**How to complete this task:** In your answer, give each entry again exactly as it appears.

(Data records)
_ _ _ _ _ _ _

PR #1209, opened 2017-02-02
[WIP] S3 AWS Publishing

Anmo:
Enable publishing to a S3 AWS bucket.
Remove `isAuthTokenSet` and let each Publisher check the auth tokens.
For `auto-update` just use the `GenericProvider`.

Missing the tests ;)

Any comment is welcome.

### DIFF
--- a/packages/electron-builder/package.json
+++ b/packages/electron-builder/package.json
@@ -66,6 +66,7 @@
     "parse-color": "^1.0.0",
     "plist": "^2.0.1",
     "progress": "^1.1.8",
+    "s3": "^4.4.0",
     "sanitize-filename": "^1.6.1",
     "semver": "^5.3.0",
     "tunnel-agent": "^0.4.3",
--- a/packages/electron-updater/src/AppUpdater.ts
+++ b/packages/electron-updater/src/AppUpdater.ts
@@ -5,7 +5,7 @@ import { RequestHeaders, executorHolder } from "electron-builder-http"
 import { Provider, UpdateCheckResult, FileInfo, UpdaterSignal } from "./api"
 import { BintrayProvider } from "./BintrayProvider"
 import BluebirdPromise from "bluebird-lst-c"
-import { BintrayOptions, PublishConfiguration, GithubOptions, GenericServerOptions, VersionInfo } from "electron-builder-http/out/publishOptions"
+import { BintrayOptions, PublishConfiguration, GithubOptions, S3Options, GenericServerOptions, VersionInfo } from "electron-builder-http/out/publishOptions"
 import { readFile } from "fs-extra-p"
 import { safeLoad } from "js-yaml"
 import { GenericProvider } from "./GenericProvider"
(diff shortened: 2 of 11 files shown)


packages/electron-updater/src/AppUpdater.ts
```diff
@@ -248,11 +248,19 @@ function createClient(data: string | PublishConfiguration | BintrayOptions | Git
   switch (provider) {
     case "github":
       return new GitHubProvider(<GithubOptions>data)
+    case "s3":
     case "generic":
+      if (provider === "s3") {
+        let s3Data = {
```
Anmo: Is there a way to do this in the previous `case`?

Was giving me a `fall through`, is there a way to say that was deliberate?

develar: I don't see any error — tslint or IDEA are happy.

But in any case consider to do it in a separate branch: `new GenericProvider` is not a duplicated code :)

develar:
LGTM. I will do more detailed review and merge in 2 days. Thanks for implementing long-awaited feature.

packages/electron-builder/package.json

_ _ _ _ _ _ _

**Exercise answer:**
PR #1209, opened 2017-02-02
[WIP] S3 AWS Publishing

Anmo:
Enable publishing to a S3 AWS bucket.
Remove `isAuthTokenSet` and let each Publisher check the auth tokens.
For `auto-update` just use the `GenericProvider`.

Missing the tests ;)

Any comment is welcome.

### DIFF
--- a/packages/electron-builder/package.json
+++ b/packages/electron-builder/package.json
@@ -66,6 +66,7 @@
     "parse-color": "^1.0.0",
     "plist": "^2.0.1",
     "progress": "^1.1.8",
+    "s3": "^4.4.0",
     "sanitize-filename": "^1.6.1",
     "semver": "^5.3.0",
     "tunnel-agent": "^0.4.3",
--- a/packages/electron-updater/src/AppUpdater.ts
+++ b/packages/electron-updater/src/AppUpdater.ts
@@ -5,7 +5,7 @@ import { RequestHeaders, executorHolder } from "electron-builder-http"
 import { Provider, UpdateCheckResult, FileInfo, UpdaterSignal } from "./api"
 import { BintrayProvider } from "./BintrayProvider"
 import BluebirdPromise from "bluebird-lst-c"
-import { BintrayOptions, PublishConfiguration, GithubOptions, GenericServerOptions, VersionInfo } from "electron-builder-http/out/publishOptions"
+import { BintrayOptions, PublishConfiguration, GithubOptions, S3Options, GenericServerOptions, VersionInfo } from "electron-builder-http/out/publishOptions"
 import { readFile } from "fs-extra-p"
 import { safeLoad } from "js-yaml"
 import { GenericProvider } from "./GenericProvider"
(diff shortened: 2 of 11 files shown)


packages/electron-updater/src/AppUpdater.ts
```diff
@@ -248,11 +248,19 @@ function createClient(data: string | PublishConfiguration | BintrayOptions | Git
   switch (provider) {
     case "github":
       return new GitHubProvider(<GithubOptions>data)
+    case "s3":
     case "generic":
+      if (provider === "s3") {
+        let s3Data = {
```
Anmo: Is there a way to do this in the previous `case`?

Was giving me a `fall through`, is there a way to say that was deliberate?

develar: I don't see any error — tslint or IDEA are happy.

But in any case consider to do it in a separate branch: `new GenericProvider` is not a duplicated code :)

develar:
LGTM. I will do more detailed review and merge in 2 days. Thanks for implementing long-awaited feature.

packages/electron-builder/package.json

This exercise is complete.